▶ _TASK TO COMPLETE_
Filter the records for lines holding the string "extracted".

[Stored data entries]

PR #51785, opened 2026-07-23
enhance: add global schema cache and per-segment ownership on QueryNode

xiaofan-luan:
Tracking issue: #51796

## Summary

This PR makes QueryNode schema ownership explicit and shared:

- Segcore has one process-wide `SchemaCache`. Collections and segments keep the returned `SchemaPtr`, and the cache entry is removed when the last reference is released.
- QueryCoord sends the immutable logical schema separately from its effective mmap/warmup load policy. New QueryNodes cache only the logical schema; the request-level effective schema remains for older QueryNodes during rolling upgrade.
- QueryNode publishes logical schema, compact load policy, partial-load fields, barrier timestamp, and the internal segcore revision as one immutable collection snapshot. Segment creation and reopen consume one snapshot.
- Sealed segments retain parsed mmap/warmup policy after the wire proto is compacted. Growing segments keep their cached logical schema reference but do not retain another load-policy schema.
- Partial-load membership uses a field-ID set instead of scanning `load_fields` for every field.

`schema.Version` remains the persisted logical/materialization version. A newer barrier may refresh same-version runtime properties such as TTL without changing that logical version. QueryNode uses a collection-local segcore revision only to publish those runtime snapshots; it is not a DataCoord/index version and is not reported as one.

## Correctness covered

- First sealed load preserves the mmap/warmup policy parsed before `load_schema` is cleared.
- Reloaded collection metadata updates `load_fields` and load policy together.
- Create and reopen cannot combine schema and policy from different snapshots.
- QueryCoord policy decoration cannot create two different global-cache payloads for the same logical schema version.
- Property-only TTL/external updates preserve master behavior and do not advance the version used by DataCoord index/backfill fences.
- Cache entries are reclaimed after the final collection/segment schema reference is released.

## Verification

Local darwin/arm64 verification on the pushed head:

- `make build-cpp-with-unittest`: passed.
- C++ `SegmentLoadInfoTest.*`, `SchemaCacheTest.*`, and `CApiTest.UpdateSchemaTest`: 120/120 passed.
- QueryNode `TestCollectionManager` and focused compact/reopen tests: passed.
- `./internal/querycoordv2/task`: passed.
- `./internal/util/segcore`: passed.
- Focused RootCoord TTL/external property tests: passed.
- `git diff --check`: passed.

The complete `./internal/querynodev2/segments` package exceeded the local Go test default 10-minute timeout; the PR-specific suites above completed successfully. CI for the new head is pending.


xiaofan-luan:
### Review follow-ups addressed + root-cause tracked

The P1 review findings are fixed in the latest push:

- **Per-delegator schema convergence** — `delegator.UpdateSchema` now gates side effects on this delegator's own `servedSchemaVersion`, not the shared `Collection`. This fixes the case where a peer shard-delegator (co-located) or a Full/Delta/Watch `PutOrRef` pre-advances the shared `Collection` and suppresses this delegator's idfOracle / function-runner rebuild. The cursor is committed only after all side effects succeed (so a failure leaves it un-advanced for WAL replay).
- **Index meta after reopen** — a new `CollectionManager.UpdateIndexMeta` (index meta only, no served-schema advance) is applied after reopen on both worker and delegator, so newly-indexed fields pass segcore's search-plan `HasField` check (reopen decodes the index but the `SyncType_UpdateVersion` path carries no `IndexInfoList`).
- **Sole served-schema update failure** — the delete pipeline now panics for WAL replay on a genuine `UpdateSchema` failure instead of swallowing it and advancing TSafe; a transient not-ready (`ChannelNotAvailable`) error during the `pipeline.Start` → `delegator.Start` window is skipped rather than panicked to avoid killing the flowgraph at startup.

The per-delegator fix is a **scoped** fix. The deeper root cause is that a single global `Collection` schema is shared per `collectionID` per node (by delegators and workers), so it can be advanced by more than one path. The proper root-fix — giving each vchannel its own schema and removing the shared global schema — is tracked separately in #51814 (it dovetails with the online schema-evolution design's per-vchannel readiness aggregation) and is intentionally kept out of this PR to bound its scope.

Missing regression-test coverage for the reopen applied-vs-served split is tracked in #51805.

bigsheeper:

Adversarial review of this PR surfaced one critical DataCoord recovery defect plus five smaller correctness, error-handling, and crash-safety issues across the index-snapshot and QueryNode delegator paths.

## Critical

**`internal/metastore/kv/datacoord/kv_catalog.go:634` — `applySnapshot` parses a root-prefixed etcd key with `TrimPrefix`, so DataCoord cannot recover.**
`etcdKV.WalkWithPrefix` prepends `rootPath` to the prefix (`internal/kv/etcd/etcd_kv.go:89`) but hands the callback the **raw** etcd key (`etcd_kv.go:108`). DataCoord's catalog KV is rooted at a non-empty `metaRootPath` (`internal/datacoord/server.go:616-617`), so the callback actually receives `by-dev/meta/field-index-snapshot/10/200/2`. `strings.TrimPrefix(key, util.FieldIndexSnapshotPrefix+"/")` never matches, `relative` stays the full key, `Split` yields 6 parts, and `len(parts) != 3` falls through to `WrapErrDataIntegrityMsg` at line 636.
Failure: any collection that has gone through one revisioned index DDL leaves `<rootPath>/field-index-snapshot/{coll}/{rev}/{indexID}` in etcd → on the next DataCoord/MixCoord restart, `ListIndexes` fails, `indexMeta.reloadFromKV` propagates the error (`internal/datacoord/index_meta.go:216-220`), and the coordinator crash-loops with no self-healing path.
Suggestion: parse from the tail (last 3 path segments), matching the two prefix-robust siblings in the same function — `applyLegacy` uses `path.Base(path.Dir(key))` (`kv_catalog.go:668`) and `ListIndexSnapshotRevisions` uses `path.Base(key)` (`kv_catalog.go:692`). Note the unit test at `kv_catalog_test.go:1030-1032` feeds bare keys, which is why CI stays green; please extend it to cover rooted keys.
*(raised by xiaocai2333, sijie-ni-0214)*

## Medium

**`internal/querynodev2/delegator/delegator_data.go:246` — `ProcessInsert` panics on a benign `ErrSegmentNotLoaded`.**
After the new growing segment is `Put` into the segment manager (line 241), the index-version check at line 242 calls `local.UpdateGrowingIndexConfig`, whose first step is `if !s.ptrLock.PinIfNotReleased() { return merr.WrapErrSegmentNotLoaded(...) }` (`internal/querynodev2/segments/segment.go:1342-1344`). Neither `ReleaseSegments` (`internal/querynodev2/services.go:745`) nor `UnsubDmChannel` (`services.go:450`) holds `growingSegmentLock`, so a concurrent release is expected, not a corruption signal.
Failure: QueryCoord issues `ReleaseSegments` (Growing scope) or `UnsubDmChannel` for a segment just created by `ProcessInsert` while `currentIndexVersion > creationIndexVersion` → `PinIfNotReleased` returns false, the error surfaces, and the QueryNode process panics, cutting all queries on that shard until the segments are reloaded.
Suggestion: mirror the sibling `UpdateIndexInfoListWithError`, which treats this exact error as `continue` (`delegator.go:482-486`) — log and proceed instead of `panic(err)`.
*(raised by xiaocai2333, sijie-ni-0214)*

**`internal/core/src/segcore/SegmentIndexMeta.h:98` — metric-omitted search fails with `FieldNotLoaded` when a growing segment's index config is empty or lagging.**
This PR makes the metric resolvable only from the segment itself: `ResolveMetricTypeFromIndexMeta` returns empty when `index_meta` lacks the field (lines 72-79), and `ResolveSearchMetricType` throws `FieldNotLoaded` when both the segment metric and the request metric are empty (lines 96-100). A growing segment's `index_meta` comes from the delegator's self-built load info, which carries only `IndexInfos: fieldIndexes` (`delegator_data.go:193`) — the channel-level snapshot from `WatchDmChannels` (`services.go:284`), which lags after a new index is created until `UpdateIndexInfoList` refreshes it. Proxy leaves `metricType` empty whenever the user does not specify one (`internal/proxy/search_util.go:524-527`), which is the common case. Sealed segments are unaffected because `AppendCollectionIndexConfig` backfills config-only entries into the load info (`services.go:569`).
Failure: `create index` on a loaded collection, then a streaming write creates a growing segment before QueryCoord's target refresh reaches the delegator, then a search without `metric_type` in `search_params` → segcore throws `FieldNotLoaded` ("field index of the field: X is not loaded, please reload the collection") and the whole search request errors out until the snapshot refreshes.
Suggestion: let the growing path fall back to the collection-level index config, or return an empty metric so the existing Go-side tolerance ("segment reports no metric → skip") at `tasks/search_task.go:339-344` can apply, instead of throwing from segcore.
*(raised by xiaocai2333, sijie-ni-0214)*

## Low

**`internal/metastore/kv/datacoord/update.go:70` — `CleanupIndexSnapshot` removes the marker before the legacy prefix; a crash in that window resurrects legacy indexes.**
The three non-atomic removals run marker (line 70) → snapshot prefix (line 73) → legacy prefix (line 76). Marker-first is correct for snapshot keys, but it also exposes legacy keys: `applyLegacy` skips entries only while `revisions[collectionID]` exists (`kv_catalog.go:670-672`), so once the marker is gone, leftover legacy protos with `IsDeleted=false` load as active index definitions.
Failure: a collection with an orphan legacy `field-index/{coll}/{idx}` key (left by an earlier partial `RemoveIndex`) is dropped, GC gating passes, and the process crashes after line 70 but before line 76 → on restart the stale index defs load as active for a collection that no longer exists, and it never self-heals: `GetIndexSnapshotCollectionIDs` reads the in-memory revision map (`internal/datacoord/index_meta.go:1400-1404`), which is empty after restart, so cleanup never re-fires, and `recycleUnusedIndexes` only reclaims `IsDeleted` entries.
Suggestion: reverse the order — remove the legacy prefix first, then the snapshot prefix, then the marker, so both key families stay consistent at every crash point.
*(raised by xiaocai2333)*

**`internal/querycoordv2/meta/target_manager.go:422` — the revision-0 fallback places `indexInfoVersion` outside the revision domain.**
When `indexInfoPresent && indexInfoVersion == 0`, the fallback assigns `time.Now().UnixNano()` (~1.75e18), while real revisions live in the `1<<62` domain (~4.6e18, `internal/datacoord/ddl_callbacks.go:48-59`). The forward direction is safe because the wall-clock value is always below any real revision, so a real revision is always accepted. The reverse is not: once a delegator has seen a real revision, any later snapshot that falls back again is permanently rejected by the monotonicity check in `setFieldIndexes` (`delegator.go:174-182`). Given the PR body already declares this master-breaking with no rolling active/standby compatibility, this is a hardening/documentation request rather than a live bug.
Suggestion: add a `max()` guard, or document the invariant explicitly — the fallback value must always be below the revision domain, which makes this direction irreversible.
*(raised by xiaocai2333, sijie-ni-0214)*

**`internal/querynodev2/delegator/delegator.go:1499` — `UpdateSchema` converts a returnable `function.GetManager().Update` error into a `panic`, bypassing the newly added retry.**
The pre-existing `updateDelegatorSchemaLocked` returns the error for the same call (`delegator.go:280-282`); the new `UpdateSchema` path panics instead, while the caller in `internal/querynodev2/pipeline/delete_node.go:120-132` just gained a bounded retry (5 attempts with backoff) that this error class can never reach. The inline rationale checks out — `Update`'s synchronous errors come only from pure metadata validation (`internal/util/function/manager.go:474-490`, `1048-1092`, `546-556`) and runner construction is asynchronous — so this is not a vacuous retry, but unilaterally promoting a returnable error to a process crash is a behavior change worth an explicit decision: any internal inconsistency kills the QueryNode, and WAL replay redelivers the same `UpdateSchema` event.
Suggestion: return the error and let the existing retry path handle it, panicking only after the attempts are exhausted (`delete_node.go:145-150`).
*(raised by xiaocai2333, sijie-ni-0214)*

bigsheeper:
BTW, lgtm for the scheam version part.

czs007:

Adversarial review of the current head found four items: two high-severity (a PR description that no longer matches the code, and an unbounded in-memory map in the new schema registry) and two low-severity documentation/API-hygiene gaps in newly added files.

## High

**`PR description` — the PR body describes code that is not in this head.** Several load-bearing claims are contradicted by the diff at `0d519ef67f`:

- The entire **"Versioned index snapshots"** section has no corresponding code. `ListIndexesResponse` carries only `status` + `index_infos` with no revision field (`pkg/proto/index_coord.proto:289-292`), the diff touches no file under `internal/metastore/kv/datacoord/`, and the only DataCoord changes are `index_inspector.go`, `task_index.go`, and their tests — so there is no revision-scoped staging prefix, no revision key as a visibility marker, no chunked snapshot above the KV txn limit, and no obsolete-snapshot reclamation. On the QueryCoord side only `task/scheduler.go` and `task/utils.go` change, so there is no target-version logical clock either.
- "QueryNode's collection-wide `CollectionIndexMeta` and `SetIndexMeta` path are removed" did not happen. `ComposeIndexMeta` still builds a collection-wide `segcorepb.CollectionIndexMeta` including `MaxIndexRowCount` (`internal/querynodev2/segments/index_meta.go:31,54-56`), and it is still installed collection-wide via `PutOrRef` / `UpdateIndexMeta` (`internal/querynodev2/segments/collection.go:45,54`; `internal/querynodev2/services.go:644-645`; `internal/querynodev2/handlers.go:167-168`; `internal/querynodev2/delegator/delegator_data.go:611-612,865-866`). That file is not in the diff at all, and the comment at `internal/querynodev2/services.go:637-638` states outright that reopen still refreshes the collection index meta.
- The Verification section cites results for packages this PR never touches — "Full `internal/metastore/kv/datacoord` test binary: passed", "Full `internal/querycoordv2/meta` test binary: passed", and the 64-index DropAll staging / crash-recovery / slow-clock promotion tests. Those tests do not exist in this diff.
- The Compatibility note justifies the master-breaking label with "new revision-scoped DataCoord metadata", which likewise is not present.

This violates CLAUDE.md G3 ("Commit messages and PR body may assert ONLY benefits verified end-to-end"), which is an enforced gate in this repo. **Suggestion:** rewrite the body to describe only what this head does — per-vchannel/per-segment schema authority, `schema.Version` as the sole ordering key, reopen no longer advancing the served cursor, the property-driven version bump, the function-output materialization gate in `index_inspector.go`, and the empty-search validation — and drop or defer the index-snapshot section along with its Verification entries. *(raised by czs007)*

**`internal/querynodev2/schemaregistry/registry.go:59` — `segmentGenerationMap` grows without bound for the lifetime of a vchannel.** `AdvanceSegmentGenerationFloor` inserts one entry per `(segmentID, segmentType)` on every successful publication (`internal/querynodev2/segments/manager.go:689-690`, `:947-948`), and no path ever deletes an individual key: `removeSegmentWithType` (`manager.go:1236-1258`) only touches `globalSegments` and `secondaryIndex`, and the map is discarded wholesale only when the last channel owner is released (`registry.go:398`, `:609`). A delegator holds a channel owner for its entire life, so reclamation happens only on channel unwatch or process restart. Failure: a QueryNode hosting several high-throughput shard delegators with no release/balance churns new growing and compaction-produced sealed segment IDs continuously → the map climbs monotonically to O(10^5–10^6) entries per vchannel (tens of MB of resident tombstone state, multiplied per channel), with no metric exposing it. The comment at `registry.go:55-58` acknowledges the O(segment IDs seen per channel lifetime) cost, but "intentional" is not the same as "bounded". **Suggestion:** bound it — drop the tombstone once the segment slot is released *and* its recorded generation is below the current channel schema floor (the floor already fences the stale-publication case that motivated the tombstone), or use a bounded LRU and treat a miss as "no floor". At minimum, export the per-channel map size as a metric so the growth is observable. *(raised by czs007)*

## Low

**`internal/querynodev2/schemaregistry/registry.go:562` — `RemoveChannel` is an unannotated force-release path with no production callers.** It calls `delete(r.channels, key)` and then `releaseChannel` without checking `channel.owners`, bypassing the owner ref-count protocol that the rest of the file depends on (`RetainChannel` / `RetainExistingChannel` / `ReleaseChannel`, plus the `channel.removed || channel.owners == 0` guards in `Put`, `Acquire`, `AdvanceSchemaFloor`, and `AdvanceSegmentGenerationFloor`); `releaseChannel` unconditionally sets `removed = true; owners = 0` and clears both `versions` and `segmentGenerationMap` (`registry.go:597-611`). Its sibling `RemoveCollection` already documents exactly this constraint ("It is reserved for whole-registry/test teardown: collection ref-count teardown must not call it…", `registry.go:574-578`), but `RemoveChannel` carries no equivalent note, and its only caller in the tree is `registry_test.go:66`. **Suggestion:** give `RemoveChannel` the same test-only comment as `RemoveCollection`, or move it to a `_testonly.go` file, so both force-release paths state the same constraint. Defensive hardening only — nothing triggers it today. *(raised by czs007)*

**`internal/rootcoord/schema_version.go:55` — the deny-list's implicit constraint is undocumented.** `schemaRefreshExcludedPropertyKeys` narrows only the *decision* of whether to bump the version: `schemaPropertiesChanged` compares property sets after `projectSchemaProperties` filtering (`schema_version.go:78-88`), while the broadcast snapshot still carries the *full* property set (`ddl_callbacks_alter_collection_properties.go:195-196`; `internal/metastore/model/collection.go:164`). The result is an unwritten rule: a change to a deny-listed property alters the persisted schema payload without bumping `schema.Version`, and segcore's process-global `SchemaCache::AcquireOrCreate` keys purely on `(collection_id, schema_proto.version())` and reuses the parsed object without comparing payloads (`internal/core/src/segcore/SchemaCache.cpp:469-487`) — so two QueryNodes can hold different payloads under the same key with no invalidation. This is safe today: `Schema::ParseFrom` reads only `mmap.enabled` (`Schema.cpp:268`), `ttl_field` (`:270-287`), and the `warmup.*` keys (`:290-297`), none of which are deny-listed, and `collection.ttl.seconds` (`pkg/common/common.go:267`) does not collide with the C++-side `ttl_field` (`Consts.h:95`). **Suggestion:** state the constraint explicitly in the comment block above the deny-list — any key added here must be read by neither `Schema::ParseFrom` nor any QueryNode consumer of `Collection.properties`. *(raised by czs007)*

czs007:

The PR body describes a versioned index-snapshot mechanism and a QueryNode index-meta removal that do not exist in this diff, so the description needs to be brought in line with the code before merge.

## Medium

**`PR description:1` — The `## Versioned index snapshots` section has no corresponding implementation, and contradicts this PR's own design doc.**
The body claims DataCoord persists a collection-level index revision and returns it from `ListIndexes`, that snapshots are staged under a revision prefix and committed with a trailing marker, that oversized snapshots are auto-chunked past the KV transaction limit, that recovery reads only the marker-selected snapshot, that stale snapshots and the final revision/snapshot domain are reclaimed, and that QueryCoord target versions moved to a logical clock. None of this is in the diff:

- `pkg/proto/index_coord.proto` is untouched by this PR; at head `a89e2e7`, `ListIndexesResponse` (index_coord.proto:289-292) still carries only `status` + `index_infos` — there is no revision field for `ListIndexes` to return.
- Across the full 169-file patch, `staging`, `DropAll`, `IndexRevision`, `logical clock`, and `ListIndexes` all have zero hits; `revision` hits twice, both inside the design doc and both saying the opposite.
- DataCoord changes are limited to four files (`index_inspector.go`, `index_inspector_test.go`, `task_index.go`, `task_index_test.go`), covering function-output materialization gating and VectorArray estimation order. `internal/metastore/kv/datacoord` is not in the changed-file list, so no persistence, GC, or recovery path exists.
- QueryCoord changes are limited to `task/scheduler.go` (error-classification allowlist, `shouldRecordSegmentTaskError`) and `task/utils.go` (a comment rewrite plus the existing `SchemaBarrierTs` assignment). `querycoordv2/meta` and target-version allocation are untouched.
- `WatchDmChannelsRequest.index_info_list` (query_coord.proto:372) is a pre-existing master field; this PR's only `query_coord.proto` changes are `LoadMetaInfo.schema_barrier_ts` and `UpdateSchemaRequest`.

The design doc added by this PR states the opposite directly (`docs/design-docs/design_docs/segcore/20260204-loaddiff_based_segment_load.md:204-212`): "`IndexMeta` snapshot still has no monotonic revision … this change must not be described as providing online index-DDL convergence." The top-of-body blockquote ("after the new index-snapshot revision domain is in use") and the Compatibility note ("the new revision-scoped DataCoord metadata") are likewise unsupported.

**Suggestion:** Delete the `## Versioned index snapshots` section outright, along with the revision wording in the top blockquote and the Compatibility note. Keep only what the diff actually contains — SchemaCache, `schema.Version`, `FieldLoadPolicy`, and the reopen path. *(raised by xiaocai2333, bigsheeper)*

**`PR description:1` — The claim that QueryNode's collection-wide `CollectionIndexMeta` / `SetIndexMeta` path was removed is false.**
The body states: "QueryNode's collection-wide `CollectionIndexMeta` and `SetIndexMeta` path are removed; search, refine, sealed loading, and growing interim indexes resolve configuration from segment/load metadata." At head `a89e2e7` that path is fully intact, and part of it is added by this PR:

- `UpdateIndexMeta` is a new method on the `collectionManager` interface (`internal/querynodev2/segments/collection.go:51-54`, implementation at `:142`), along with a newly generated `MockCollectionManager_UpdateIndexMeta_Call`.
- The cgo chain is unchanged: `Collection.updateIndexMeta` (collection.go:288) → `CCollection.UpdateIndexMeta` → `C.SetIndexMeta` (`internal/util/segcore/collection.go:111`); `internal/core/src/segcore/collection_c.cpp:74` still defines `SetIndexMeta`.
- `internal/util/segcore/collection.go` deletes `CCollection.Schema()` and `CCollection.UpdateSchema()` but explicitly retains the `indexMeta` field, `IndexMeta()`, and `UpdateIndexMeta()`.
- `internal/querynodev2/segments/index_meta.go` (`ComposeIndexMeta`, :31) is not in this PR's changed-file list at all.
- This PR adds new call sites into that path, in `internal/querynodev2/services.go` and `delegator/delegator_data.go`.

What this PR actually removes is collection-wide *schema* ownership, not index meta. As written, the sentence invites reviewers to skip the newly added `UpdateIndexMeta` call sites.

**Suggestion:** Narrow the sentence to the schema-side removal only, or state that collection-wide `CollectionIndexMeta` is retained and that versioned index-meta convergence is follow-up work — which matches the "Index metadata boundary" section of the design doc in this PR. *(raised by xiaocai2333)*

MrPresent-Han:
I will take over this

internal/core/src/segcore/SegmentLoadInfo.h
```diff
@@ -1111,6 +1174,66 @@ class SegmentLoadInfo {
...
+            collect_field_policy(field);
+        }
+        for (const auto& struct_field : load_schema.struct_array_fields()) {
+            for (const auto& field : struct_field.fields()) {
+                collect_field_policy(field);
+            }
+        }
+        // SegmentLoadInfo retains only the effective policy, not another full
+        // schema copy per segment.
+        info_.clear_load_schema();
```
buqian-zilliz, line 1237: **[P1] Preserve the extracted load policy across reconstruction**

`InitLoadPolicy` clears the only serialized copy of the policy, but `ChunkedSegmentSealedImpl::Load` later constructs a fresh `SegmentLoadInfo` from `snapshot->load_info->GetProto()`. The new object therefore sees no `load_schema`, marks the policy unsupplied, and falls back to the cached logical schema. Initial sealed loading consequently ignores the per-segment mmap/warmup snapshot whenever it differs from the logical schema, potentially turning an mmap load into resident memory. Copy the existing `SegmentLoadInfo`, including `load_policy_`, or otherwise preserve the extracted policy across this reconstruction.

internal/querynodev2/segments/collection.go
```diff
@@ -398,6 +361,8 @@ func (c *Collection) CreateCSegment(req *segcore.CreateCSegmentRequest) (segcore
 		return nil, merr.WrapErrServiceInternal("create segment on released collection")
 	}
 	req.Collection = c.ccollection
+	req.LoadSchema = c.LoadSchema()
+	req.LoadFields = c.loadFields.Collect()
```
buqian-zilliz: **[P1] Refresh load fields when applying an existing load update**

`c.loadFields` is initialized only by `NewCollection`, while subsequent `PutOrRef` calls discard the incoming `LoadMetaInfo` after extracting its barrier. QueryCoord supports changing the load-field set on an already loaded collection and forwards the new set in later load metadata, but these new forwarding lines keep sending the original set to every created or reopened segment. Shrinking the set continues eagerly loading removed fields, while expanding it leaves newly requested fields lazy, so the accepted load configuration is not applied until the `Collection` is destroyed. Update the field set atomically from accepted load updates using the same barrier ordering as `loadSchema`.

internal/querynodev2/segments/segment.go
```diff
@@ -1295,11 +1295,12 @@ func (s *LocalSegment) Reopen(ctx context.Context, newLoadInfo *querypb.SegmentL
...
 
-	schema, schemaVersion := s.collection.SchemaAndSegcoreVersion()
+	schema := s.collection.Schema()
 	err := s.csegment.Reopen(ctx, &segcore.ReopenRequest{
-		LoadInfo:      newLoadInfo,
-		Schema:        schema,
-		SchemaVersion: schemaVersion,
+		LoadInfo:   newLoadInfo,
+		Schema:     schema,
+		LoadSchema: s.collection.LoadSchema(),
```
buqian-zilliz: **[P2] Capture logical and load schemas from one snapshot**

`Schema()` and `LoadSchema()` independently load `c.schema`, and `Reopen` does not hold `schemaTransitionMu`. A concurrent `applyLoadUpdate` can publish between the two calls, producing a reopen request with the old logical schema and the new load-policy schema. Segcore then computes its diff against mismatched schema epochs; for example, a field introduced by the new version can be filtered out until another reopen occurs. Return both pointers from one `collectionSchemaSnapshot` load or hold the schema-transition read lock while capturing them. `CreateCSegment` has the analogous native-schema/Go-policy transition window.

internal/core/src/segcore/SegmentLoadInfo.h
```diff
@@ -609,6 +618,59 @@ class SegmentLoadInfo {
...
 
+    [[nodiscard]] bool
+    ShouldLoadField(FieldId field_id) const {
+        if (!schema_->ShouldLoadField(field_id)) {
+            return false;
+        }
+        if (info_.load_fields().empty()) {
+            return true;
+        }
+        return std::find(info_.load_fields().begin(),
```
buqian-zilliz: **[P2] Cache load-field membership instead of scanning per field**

▶ _RESPONSE BELOW_
buqian-zilliz, line 1237: **[P1] Preserve the extracted load policy across reconstruction**
`InitLoadPolicy` clears the only serialized copy of the policy, but `ChunkedSegmentSealedImpl::Load` later constructs a fresh `SegmentLoadInfo` from `snapshot->load_info->GetProto()`. The new object therefore sees no `load_schema`, marks the policy unsupplied, and falls back to the cached logical schema. Initial sealed loading consequently ignores the per-segment mmap/warmup snapshot whenever it differs from the logical schema, potentially turning an mmap load into resident memory. Copy the existing `SegmentLoadInfo`, including `load_policy_`, or otherwise preserve the extracted policy across this reconstruction.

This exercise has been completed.